> **TASK INSTRUCTIONS**
Look through the entries below and report how many lines hold the string "catsStdMonoidForSortedMap". Only the number is wanted.

Items from a dataset:
Content starts
PR #3078, opened 2019-09-21
Add ScalaRL to Cats README

sritchie:
Hey all,

I haven't officially announced ScalaRL yet, but the project makes heavy use of Cats's typeclasses, so I wanted to make sure to include it here.

Thanks for everything!


LukaJCB:
Thanks!

PR #2954, opened 2019-07-19
Update sbt-mima to 0.5.0

LukaJCB:
Should supersede #2945 and #2934

PR #3079, opened 2019-09-22
update to sbt 1.3.x, uses coursier by default

larsrh:
Includes & supersedes #2954, #3075, #3077.

Open problems:
* [ ] for some reason, the BC tests won't work when Coursier is used (we can choose to ignore this)
* [ ] see #2934 for some details on the generic signature problem, but since then a bunch of additional errors surfaced (see below, blocker)

```
[error]  * static method catsParallelForEitherTNestedValidated(cats.Monad,cats.kernel.Semigroup)cats.Parallel in class cats.implicits does not have a correspondent in current version
[error]    filter with: ProblemFilters.exclude[DirectMissingMethodProblem]("cats.implicits.catsParallelForEitherTNestedValidated")
[error]  * static method catsParallelForEitherTNestedParallelValidated(cats.kernel.Semigroup,cats.Parallel)cats.Parallel in class cats.implicits does not have a correspondent in current version
[error]    filter with: ProblemFilters.exclude[DirectMissingMethodProblem]("cats.implicits.catsParallelForEitherTNestedParallelValidated")
[error]  * static method catsParallelForOptionTNestedOption(cats.Parallel)cats.Parallel in class cats.implicits does not have a correspondent in current version
[error]    filter with: ProblemFilters.exclude[DirectMissingMethodProblem]("cats.implicits.catsParallelForOptionTNestedOption")
[error]  * static method catsStdEqForSortedMap(cats.kernel.Order,cats.kernel.Eq)cats.kernel.Eq in class cats.implicits does not have a correspondent in current version
[error]    filter with: ProblemFilters.exclude[DirectMissingMethodProblem]("cats.implicits.catsStdEqForSortedMap")
[error]  * static method catsStdMonoidForSortedMap(cats.kernel.Order,cats.kernel.Semigroup)cats.kernel.Monoid in class cats.implicits does not have a correspondent in current version
[error]    filter with: ProblemFilters.exclude[DirectMissingMethodProblem]("cats.implicits.catsStdMonoidForSortedMap")
[error]  * static method catsStdCommutativeMonoidForSortedMap(cats.kernel.Order,cats.kernel.CommutativeSemigroup)cats.kernel.CommutativeMonoid in class cats.implicits does not have a correspondent in current version
[error]    filter with: ProblemFilters.exclude[DirectMissingMethodProblem]("cats.implicits.catsStdCommutativeMonoidForSortedMap")
[error]  * static method catsStdHashForSortedMap(cats.kernel.Hash,cats.kernel.Order,cats.kernel.Hash)cats.kernel.Hash in class cats.implicits does not have a correspondent in current version
[error]    filter with: ProblemFilters.exclude[DirectMissingMethodProblem]("cats.implicits.catsStdHashForSortedMap")
[error]  * static method catsKernelStdSemilatticeForSortedSet(cats.kernel.Order)cats.kernel.BoundedSemilattice in class cats.implicits does not have a correspondent in current version
[error]    filter with: ProblemFilters.exclude[DirectMissingMethodProblem]("cats.implicits.catsKernelStdSemilatticeForSortedSet")
```

### DIFF
--- a/build.sbt
+++ b/build.sbt
@@ -63,6 +63,8 @@ lazy val commonScalaVersionSettings = Seq(
 
 commonScalaVersionSettings
 
+ThisBuild / mimaFailOnNoPrevious := false
+
 lazy val commonSettings = commonScalaVersionSettings ++ Seq(
   scalacOptions ++= commonScalacOptions(scalaVersion.value),
   Compile / unmanagedSourceDirectories ++= scalaVersionSpecificFolders("main", baseDirectory.value, scalaVersion.value),
@@ -390,7 +392,8 @@ def mimaSettings(moduleName: String) =
           exclude[IncompatibleMethTypeProblem]("cats.arrow.FunctionKMacros.lift"),
           exclude[MissingTypesProblem]("cats.arrow.FunctionKMacros$"),
           exclude[IncompatibleMethTypeProblem]("cats.arrow.FunctionKMacros#Lifter.this"),
-          exclude[IncompatibleResultTypeProblem]("cats.arrow.FunctionKMacros#Lifter.c")
+          exclude[IncompatibleResultTypeProblem]("cats.arrow.FunctionKMacros#Lifter.c"),
+          exclude[DirectMissingMethodProblem]("cats.arrow.FunctionKMacros.compatNewTypeName")
         ) ++ //package private classes no longer needed
         Seq(
           exclude[MissingClassProblem]("cats.kernel.compat.scalaVersionMoreSpecific$"),
@@ -398,8 +401,10 @@ def mimaSettings(moduleName: String) =
           exclude[MissingClassProblem](
             "cats.kernel.compat.scalaVersionMoreSpecific$suppressUnusedImportWarningForScalaVersionMoreSpecific"
           )
+        ) ++ // Only narrowing of types allowed here
+        Seq(
+          exclude[IncompatibleSignatureProblem]("*")
         )
-
     }
   )
 
@@ -652,9 +657,12 @@ lazy val bench = project
   .enablePlugins(JmhPlugin)
 
 lazy val binCompatTest = project
-  .disablePlugins(CoursierPlugin)
   .settings(noPublishSettings)
   .settings(
+    // workaround because coursier doesn't understand dependsOn(core.jvm % Test)
+    // see https://github.com/typelevel/cats/pull/3079#discussion_r327181584
+    // see https://github.com/typelevel/cats/pull/3026#discussion_r321984342
+    useCoursier := false,
     commonScalaVersionSettings,
     addCompilerPlugin("org.typelevel" %% "kind-projector" % kindProjectorVersion),
     libraryDependencies ++= List(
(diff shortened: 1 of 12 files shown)


kailuowang:
I am on my phone. I wonder what happened to those methods. Will take a look them Monday

build.sbt
```diff
@@ -652,9 +656,9 @@ lazy val bench = project
   .enablePlugins(JmhPlugin)
 
 lazy val binCompatTest = project
-  .disablePlugins(CoursierPlugin)
   .settings(noPublishSettings)
   .settings(
+    useCoursier := false,
```
fthomas: @larsrh Is this a workaround for the problem described in [#3026](https://github.com/typelevel/cats/pull/3026/commits/4ee38b22a2455c0a812b9bc86ef70e835744fcaa)? If yes, we could just bump sbt and deal with the MiMa update separately.

larsrh: Ah, I somehow didn't see that PR. But I can try to incorporate it here.

fthomas: That isn't necessary. The only change I did there that is not in this PR, is a change we don't want to merge. :-) I just wanted to note that we could bump sbt separately with the `useCoursier := false` workaround.

larsrh: Wait, now I'm confused. Is this PR good to merge or should I change anything?

larsrh: Oh, btw, we can't bump sbt without also bumping MiMa (there's some binary breakage there).

fthomas: Interesting, I didn't notice this in #3026.

larsrh: Try bumping to 1.3.2. At least I thought that's what happened in another PR, but maybe I was mistaken :thinking:

fthomas: You're right. Bumping from 1.3.0 to 1.3.2 produced errors like this in the "binary compatibility" job:
```
(coreJVM / mimaReportBinaryIssues) java.lang.NoSuchMethodError: com.typesafe.tools.mima.core.Settings.allSettings()Lscala/collection/mutable/HashSet;
```

kailuowang:
Okay there are indeed BC breakage that were caught be previous Mima versions. 
Discussion can be found [here](https://github.com/lightbend/mima/pull/375)
TLDR; making a public method package private in an object (in our case `cats.implicts` breaks BC for Java usage. So these were not caught in the wide because only java usage exposes them. 
Looks like we need to remove the package private on these methods. Shall we do them in this PR? Then we probably want to cherry pick to 2.0.x branch and release a patch.

larsrh:
Are those supposed to be deprecated? I can do that in this PR.

kailuowang:
Yes. Those methods were moved to somewhere else. They are kept at the original place deprecated to maintain BC. Making them package private was an extra measure (now proven invalid) for the deprecation.

build.sbt
kailuowang: Coursier was disabled because it seemed to me that it doesn't understand this setting:
`dependsOn(core.jvm % Test)`

I should've added a comment. Can we add one now?

larsrh:
If the build is green, I'll rebase & reorder for easier cherry-picking.

larsrh:
Ready for review.

fthomas:
Could you also bump the sbt version in `scalafix/project/build.properties`?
Content ends
> **WRITTEN REPLY**
2